Seating and Wheelchair Positioning
Individuals in wheelchairs require even more frequent repositioning, ideally every 15 minutes, or at least every hour if they cannot shift their weight independently.
Techniques for Chair-Bound Patients
- Pressure-redistribution cushions: Use a specialized cushion made of foam, gel, or air to help distribute weight away from the tailbone and buttocks. Ensure the cushion fits properly and is used correctly.
- Regular weight shifts: Teach and remind the patient to perform weight shifts every 15 minutes. This can involve leaning to the side or forward to relieve pressure on the sit bones.
- Correct posture: An ideal seated position is upright, with hips and knees at a 90-degree angle and feet fully supported. This helps distribute pressure effectively.
- Use of tilt and recline features: For wheelchairs with tilt-and-recline functionality, a tilt of 25 degrees or more can significantly reduce pressure on the sitting area.
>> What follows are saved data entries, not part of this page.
PR #80, opened 2018-06-15
SONARSLANG-26 Rule: Track uses of "FIXME" tags

christophe-zurn-sonarsource:


slang-checks/src/main/java/com/sonarsource/slang/checks/FixMeCommentCheck.java
```diff
@@ -0,0 +1,54 @@
...
+
+  private final Pattern fixMePattern = Pattern.compile("(?i)(^|[^\\p{L}])(fixme)");
+
+  @Override
+  public void initialize(InitContext init) {
+    init.register(TopLevelTree.class, (ctx, tree) -> tree.allComments().forEach(comment -> {
+      Matcher matcher = fixMePattern.matcher(comment.textWithDelimiters());
+      if (matcher.find()) {
+        TextPointer start = comment.textRange().start();
+        TokenLocation location = new TokenLocation(start.line(), start.lineOffset(), comment.textWithDelimiters().substring(0, matcher.start(2)));
```
andrea-guarino-sonarsource: Can you please split this line?

slang-checks/src/main/java/com/sonarsource/slang/checks/FixMeCommentCheck.java
```diff
@@ -0,0 +1,54 @@
...
+        TextRange fixMeRange = new TextRangeImpl(
+          new TextPointerImpl(location.endLine(), location.endLineOffset()),
+          new TextPointerImpl(location.endLine(), location.endLineOffset() + 5));
+        ctx.reportIssue(fixMeRange, "Take the required action to fix the issue indicated by this \"FIXME\" comment.");
```
andrea-guarino-sonarsource: Please, move this message in a dedicated static property.

pynicolas: To me, it can stay as it is. I don't mind defining issue messages with constants, but I don't think we should mandate that.

PR #82, opened 2018-06-15
SONARSLANG-4 Rule: Unused Function Parameter

marcelo-sousa-sonarsource:


slang-checks/src/main/java/com/sonarsource/slang/checks/UnusedFunctionParameterCheck.java
```diff
@@ -0,0 +1,77 @@
...
+public class UnusedFunctionParameterCheck implements SlangCheck {
+
+  @Override
+  public void initialize(InitContext init) {
+    init.register(FunctionDeclarationTree.class, (ctx, functionDeclarationTree) -> {
+      if (!(ctx.parent() instanceof TopLevelTreeImpl)) {
+        return;
+      }
+
+      if (functionDeclarationTree.body() == null || functionDeclarationTree.body().descendants() == null) {
```
christophe-zurn-sonarsource: You could merge this if with the previous one for conciseness. Also `descendants()` cannot be null

slang-checks/src/main/java/com/sonarsource/slang/checks/UnusedFunctionParameterCheck.java
```diff
@@ -0,0 +1,77 @@
...
+      ParameterTree firstUnused = unusedParameters.get(0);
+      String msg;
+
+      if (unusedParameters.size() > 1) {
+        msg = "Remove these unused function parameters.";
+      } else {
+        msg = "Remove this unused function parameter \"" + firstUnused.identifier().name() + "\".";
+      }
+
+      ctx.reportIssue(firstUnused, msg, secondaryLocations);
```
christophe-zurn-sonarsource: The rule implementation in other analyzers highlight only the identifiers. I think we should do the same here

its/ruling/pom.xml
```diff
@@ -27,5 +27,10 @@
       <artifactId>sonar-analyzer-commons</artifactId>
       <scope>test</scope>
     </dependency>
+    <dependency>
+      <groupId>org.sonarsource.sonar-lits-plugin</groupId>
+      <artifactId>sonar-lits-plugin</artifactId>
```
christophe-zurn-sonarsource: Why this new dependency?

slang-checks/src/main/java/com/sonarsource/slang/checks/UnusedFunctionParameterCheck.java
```diff
@@ -0,0 +1,77 @@
...
+
+import static com.sonarsource.slang.utils.SyntacticEquivalence.areEquivalent;
+
+@Rule(key = "S1172")
+public class UnusedFunctionParameterCheck implements SlangCheck {
+
+  @Override
+  public void initialize(InitContext init) {
+    init.register(FunctionDeclarationTree.class, (ctx, functionDeclarationTree) -> {
+      if (!(ctx.parent() instanceof TopLevelTreeImpl)) {
```
christophe-zurn-sonarsource: That's an example of False Negative we might want to track. Only global functions will raise an issue for now. Class methods and lambda will never raise issue for now. You could create a jira ticket related to this

slang-checks/src/test/resources/com/sonarsource/slang/checks/UnusedFunctionParameter.slang
```diff
@@ -0,0 +1,22 @@
...
+
+void fun fooBar(int a, int b) {}  // Noncompliant {{Remove these unused function parameters.}}
+//              ^^^^^  ^^^^^<
+
+void fun fooBar(int a, int b) {   // Noncompliant {{Remove this unused function parameter "b".}}
+//                     ^^^^^
+  x = a;
+}
+
+void fun fooBar(int a, int b) {   // Noncompliant {{Remove this unused function parameter "a".}}
```
christophe-zurn-sonarsource: We could have one of these test with a parameter without type to ensure it works in that case too

slang-checks/src/main/java/com/sonarsource/slang/checks/UnusedFunctionParameterCheck.java
```diff
@@ -0,0 +1,77 @@
...
+          .map(SecondaryLocation::new)
+          .collect(Collectors.toList());
+
+      ParameterTree firstUnused = unusedParameters.get(0);
+      String msg;
+
+      if (unusedParameters.size() > 1) {
+        msg = "Remove these unused function parameters.";
+      } else {
+        msg = "Remove this unused function parameter \"" + firstUnused.identifier().name() + "\".";
```
christophe-zurn-sonarsource: In java analyzer, they always have this message, and each secondary location also contains this message.
Cf: https://sonarcloud.io/project/issues?id=org.apache.tika%3Atika&issues=8246e5b6-acb7-490e-b1ad-7dd56827218c&open=8246e5b6-acb7-490e-b1ad-7dd56827218c

its/ruling/pom.xml
marcelo-sousa-sonarsource: @pynicolas suggested we added this dependency to debug ITs locally.

christophe-zurn-sonarsource: Ah ok :+1:

pynicolas: Orchestrator now looks into the local Maven repository to find the lits plugin. This new dependency forces Maven to download it before running the tests. Potential problem: it has to be the same version as used in the test.

PR #743, opened 2022-06-28
Replace Deprecated code

methecooldude:
scssPhp has deprecated the use of 'ScssPhp\\ScssPhp\\Formatter\\Compressed' and also ->comple. Replaced them with the newer versions

### DIFF
--- a/includes/ConsoleTasks/RegenerateStylesheetsTask.php
+++ b/includes/ConsoleTasks/RegenerateStylesheetsTask.php
@@ -21,7 +21,7 @@ class RegenerateStylesheetsTask extends ConsoleTaskBase
         $scss->setImportPaths('resources/scss');
 
         if (!$this->getSiteConfiguration()->getDebuggingTraceEnabled()) {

Comparison of Repositioning Needs and Equipment
| Feature | Bedridden Patient | Wheelchair-Bound Patient |
|---|---|---|
| Repositioning Frequency | Every 2 hours (more for high risk) | Every 15-30 minutes for independent shifts; every hour for assisted shifts |
| Key Pressure Areas | Tailbone (sacrum), hips (trochanters), heels, elbows, shoulders, back of head | Tailbone (sacrum), buttocks (ischial tuberosities) |
| Essential Equipment | Pressure-relieving mattress (alternating air, foam, or gel), foam wedges, pillows | Specialized pressure-redistribution seat cushion, tilt/recline wheelchair features |
| Recommended Positions | 30-degree side-lying, supine with heel elevation, prone (if appropriate) | Upright with supported posture, regular weight shifts |
Essential Equipment and Best Practices
Using the right equipment is critical for effective positioning.
Support Surfaces
- Alternating Pressure Mattresses: These mattresses use a system of air cells that inflate and deflate alternately, constantly changing pressure points to promote circulation.
- Foam or Gel Overlays: Placed on top of a standard mattress, these can provide an extra layer of pressure redistribution.
- Wedges and Pillows: Use a variety of pillows and specialized foam wedges to maintain positions and offload specific areas. Never use doughnut-shaped cushions.
Best Practices for Repositioning
- Lift, don't drag: Always use a lift sheet or trapeze bar to lift and move the patient, never dragging them. Dragging can cause dangerous friction and shear damage to the skin.
- Skin inspection: Repositioning is the ideal time to perform a thorough skin inspection. Check for redness, discoloration, warmth, or swelling, especially over bony areas. Early detection is key.
- Moisture control: Keep the skin clean and dry, especially in areas prone to moisture from incontinence or perspiration. Use moisture-wicking products or barrier creams as needed.
Conclusion
Effective positioning is the cornerstone of preventing and managing bedsores. For bedridden patients, the 30-degree side-lying position and heel elevation are essential techniques, combined with a turning schedule of at least every two hours. For wheelchair users, frequent weight shifts and pressure-redistribution cushions are necessary. Consistent skin checks, proper hygiene, and the use of appropriate support surfaces are all vital components of a comprehensive care plan. By implementing these strategies, caregivers can significantly reduce the risk of pressure ulcers, promote healing, and improve the patient's overall comfort and well-being. For a more detailed guide on wound care, consult resources from a reputable organization like the National Pressure Ulcer Advisory Panel (NPIAP).